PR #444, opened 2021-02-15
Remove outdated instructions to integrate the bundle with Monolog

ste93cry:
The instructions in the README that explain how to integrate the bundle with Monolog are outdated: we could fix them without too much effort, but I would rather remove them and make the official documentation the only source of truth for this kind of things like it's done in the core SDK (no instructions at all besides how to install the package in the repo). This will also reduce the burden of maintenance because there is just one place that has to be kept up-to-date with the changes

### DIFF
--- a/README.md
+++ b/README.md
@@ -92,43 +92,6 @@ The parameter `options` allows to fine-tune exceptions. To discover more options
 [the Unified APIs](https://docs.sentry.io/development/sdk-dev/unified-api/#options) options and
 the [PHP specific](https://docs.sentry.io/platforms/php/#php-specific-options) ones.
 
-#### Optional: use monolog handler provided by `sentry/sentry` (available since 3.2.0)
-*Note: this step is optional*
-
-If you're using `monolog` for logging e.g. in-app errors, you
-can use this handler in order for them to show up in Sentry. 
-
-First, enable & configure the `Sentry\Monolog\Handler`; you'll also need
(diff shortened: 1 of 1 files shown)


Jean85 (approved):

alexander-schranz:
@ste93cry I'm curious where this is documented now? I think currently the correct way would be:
==============================
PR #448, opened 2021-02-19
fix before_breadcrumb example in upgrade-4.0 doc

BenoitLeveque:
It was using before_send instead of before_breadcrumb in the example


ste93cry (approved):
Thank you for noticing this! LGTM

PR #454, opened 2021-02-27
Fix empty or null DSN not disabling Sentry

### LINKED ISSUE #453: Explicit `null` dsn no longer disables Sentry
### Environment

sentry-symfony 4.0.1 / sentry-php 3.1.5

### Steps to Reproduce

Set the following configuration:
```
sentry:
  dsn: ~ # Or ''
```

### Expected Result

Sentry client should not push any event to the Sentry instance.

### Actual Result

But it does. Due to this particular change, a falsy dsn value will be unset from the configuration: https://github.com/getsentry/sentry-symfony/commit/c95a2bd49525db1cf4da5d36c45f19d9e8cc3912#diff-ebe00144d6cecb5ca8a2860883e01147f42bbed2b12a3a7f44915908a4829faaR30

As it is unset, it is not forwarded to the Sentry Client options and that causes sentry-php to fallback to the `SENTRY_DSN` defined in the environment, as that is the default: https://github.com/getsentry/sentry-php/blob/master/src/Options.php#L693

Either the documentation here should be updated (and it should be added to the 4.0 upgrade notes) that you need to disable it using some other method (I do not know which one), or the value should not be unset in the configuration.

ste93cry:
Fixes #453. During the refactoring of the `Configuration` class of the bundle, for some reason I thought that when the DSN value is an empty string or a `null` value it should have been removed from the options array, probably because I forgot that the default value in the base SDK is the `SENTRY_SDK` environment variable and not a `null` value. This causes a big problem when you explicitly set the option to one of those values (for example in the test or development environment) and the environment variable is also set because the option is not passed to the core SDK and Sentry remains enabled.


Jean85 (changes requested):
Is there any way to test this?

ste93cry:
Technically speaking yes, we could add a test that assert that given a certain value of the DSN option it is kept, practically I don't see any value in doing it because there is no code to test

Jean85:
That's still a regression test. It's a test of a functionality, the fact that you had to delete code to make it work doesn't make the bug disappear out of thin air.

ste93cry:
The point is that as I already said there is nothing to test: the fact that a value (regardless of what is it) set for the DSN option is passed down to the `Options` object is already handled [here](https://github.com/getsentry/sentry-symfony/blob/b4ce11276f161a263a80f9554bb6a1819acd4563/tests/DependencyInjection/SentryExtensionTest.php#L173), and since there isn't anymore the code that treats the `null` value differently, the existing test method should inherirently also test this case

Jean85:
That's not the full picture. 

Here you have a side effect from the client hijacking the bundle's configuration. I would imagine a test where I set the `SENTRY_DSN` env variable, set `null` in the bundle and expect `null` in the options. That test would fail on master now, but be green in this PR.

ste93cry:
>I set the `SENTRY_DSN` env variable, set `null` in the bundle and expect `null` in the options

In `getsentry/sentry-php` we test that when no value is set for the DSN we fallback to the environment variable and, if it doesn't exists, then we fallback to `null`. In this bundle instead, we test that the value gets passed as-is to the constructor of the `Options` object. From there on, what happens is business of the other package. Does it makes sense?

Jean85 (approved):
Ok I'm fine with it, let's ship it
==============================
Tell me how many lines in the data include "need", giving only the number.

2